Cultured Hamburgers Coming Right Up

Cultured meat platform developed through the structuring of edible scaffolds with oil gel-based fat substitute

Cultured meat, the lab production of meat from isolated farm animal cells using tissue engineering techniques, is considered an alternative to meat, thus providing meat-like products with similar eating experience and nutritional values to animal-derived meat. Aiming for a low environmental impact and enhanced animal welfare, this alternative not only offers an available protein source for the world’s growing population, but also a more humane and sustainable one.

Cultured hamburger being fried

Cultured hamburger being fried

In the collaborative research by Prof. Machluf, Prof Fishman, and Prof. Davidovich-Pinhas from the Faculty of Biotechnology and Food Engineering at the Technion – Israel Institute of Technology, the researchers address some of the major technological challenges facing the cultured meat field: the development of technical solutions for scalable cell expansion, cell scaffolding, and cell-to-meat processing. The researchers introduced a new approach for the development of diverse cultured meat products, based on edible vegetable-based scaffolds in combination with vegetable-oil gel (oleogel) fat substitute. In this approach, cell expansion is carried out using microcarriers, which act as scaffolds for cell attachment and proliferation, thus enabling a scalable process in bioreactors. Since the microcarriers were designed from edible materials, they can be directly incorporated into the final cultured meat product without requiring any costly cell harvesting steps.

Another essential building block of cultured meat is a fat substitute, which contributes to its tenderness and juiciness as well as to the overall taste. To this end, a vegetable-oil gel fat substitute was developed and incorporated with plant protein. The novel formulation exhibited comparable appearance, color, and hardness to beef fat, with better nutritional values. Furthermore, due to its protein shell, the fat substitute could be easily combined with the protein-rich microtissues into a coherent structure.

Schematic illustration of the cultured meat platform. Edible microcarrier-derived microtissues are first produced in a scalable bioreactor and then undergo processing such as aggregation or homogenization. The processed cellular mass is further incorporated with an oleogel-based fat substitute followed by food processing methodologies to generate cultured meat prototypes. Created with BioRender.com.
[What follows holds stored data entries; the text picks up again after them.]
PR #449, opened 2018-09-05
fix mysql plugin to accept database name when restoring

nbari:
allows using option `mysql_database`

### DIFF
--- a/plugin/mysql/plugin.go
+++ b/plugin/mysql/plugin.go
@@ -272,7 +272,7 @@ func connectionString(info *MySQLConnectionInfo, backup bool) string {
 			db = "--all-databases"
 		}
 	} else {
-		db = ""
+		db = info.Database
 	}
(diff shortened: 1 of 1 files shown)


jhunt:
Can you elaborate on the reason for this change?

nbari:
Mainly to prevent this error `Error No database selected` and therefore allows  to restore the backups

Previous versions of the plugin where like this:

    var db string
    if info.Database != "" {
        db = info.Database
    } else if backup {
        db = "--all-databases"
    }

This helped to pouplate the 

[return fmt.Sprintf("%s -h %s -P %s -u %s", db, info.Host, info.Port, info.User)](https://github.com/starkandwayne/shield/blob/master/plugin/mysql/plugin.go#L277)

With the defined database.

jhunt:
Sounds good to me!

Issue #1529, opened 2025-03-25
ONNX ModelProto Exceeds 2GB Limit Causing Serialization Error in Forge Compilation


kamalrajkannan78:
## Description

-  While compiling the Phi2 ONNX model using Forge, the following error occurs due to the model size exceeding the 2GB limit for Protobuf serialization

## Reproduce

Schematic illustration of the cultured meat platform. Edible microcarrier-derived microtissues are first produced in a scalable bioreactor and then undergo processing such as aggregation or homogenization. The processed cellular mass is further incorporated with an oleogel-based fat substitute followed by food processing methodologies to generate cultured meat prototypes. Created with BioRender.com.

Two types of cultured meat prototypes are described in the paper: layered cultured meat and burger-like cultured meat. The layered cultured meat prototype was produced based on microtissue aggregates that supported better stiffness and nutritional values, while the burger-like cultured meat utilized homogenized microtissues to imitate the marbling appearance of animal-derived meat.

Altogether, taking a multidisciplinary approach, this work establishes the technological basis for a unique cultured meat platform that may broaden the applicability of cultured meat products and accelerate their commercial production.

The study was conducted by postdoctoral fellows Dr. Jovana Glusac and PhD student Feng-Chun Yen. Additional contributors included Dr. Anton Zernov, senior research fellow Dr. Limor Baruch, and PhD student Shira Galperin-Levi from the lab of Prof. Machluf. The research was funded by GFI – The Good Food Institute.